--- START ---

PR #611, opened 2023-03-23
Fix a bug causing holes in some tilesets, like San Francisco.

kring:
This fixes a bug that causes holes to sometimes appear when flying around the San Francisco tileset, even with "Forbid Holes" enabled.

Unfortunately, I don't know exactly why it happens. The immediate cause is that the selection algorithm is choosing to "render" an external tileset Tile, which is not actually renderable because it has no content. It does this because it can't render the tileset's children, because they're not loaded yet. This situation is supposed to be prevented by the "Forbid Holes" mode's requirement that all sibling tiles - even culled ones - be loaded before any of them can be rendered. This should be further enforced by the "kick" mechanism, which should "un-select" a subtree that doesn't meet this requirement. But in this case, the kicking doesn't (and can't) happen because some of the tiles in the subtree were already rendered in the last frame. This is the part that has me stumped - I haven't been able to figure out why it happens! I don't know how an external tileset Tile would ever get marked rendered in the first place.

But what I do know is that these tiles that were "rendered" in the last frame weren't actually renderable yet, and therefore they weren't "really" rendered after all. So this PR essentially says "yeah, previously-rendered tiles need to block kicking (otherwise, detail would disappear from one frame to the next), but that's actually true only for tiles that _actually_ rendered something." So when traversing, we now only set the `anyWereRenderedLastFrame` flag when the tile was marked as rendered last frame, _and_ it actually had something to render.

In short, this feels like a bit of a band-aid over another problem, but it's not an unreasonable change, and it shouldn't have any downsides.

### DIFF
--- a/Cesium3DTilesSelection/include/Cesium3DTilesSelection/Tileset.h
+++ b/Cesium3DTilesSelection/include/Cesium3DTilesSelection/Tileset.h
@@ -442,7 +442,7 @@ private:
       TileLoadPriorityGroup priorityGroup,
       double priority);
 
-  TraversalDetails createTraversalDetailsForSingleTile(
+  static TraversalDetails createTraversalDetailsForSingleTile(
       const FrameState& frameState,
       const Tile& tile,
       const TileSelectionState& lastFrameSelectionState);
--- a/Cesium3DTilesSelection/include/Cesium3DTilesSelection/Tileset.h
+++ b/Cesium3DTilesSelection/include/Cesium3DTilesSelection/Tileset.h
@@ -442,6 +442,11 @@ private:
       TileLoadPriorityGroup priorityGroup,
       double priority);
 
+  TraversalDetails createTraversalDetailsForSingleTile(
+      const FrameState& frameState,
+      const Tile& tile,
+      const TileSelectionState& lastFrameSelectionState);
+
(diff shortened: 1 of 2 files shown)


joseph-kaile:
@kring , I think I'm still seeing holes (UE 5.1). I'm going to check again tomorrow morning to make sure.

kring:
Yeah me too @joseph-kaile! They're not totally gone. But rarer, I think.

joseph-kaile:
The new function `createTraversalDetailsForSingleTile` is used in `_visitTileIfNeeded`, `_renderLeaf`,  `_renderInnerTile`. Should it also be used in `_kickDescendantsAndRenderTile`?

joseph-kaile:
I have one question about the Mark Tile as unrendered functions. I don't see where the tile is actually being marked. Is it supposed to modify the tile selection state? Also another question is the kick condition. It looks like it will kick if any of it's children are unrenderable, which makes sense. But also it will only kick if all of its children were not rendered last frame. That means it won't kick if at least one tile in the sub tree was rendered last frame, and so unready tiles could still be rendered. Getting rid of the second condition gets rid of the holes, however maybe the second condition is true because of a bug in Mark Tile as unrendered function?

PR #613, opened 2023-03-23
Add ITileExcluder::startNewFrame

kring:
This gives a tile excluder an opportunity to do once-per-frame updates, such as computing a new transformation if a tileset moved.


j9liu (approved):
@kring just noticed a typo, otherwise this looks good!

--- END ---

Return every line above where "FrameState" appears.

**REPLY**.
       const FrameState& frameState,
+      const FrameState& frameState,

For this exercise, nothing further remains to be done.